Look through the records below for the line with "I don't know". Return that line and each one after it up to and including the line with "this may cause", exactly.

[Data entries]
Content starts

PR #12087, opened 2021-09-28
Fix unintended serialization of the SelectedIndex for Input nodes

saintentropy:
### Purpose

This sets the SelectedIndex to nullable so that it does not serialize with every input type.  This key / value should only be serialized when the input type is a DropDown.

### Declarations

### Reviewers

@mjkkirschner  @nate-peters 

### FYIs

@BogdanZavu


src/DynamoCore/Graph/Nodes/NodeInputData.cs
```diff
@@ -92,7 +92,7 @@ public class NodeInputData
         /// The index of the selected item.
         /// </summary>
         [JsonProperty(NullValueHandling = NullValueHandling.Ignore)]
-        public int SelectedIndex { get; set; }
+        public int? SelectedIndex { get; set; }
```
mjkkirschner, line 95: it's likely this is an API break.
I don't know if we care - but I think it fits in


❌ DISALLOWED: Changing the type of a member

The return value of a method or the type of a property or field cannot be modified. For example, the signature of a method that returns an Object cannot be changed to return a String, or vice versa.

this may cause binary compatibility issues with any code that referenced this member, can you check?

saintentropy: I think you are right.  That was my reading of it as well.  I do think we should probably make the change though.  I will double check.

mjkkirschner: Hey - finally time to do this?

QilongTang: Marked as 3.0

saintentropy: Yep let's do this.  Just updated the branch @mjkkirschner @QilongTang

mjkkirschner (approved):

Content ends

▶ Your response
I don't know if we care - but I think it fits in


❌ DISALLOWED: Changing the type of a member

The return value of a method or the type of a property or field cannot be modified. For example, the signature of a method that returns an Object cannot be changed to return a String, or vice versa.

this may cause binary compatibility issues with any code that referenced this member, can you check?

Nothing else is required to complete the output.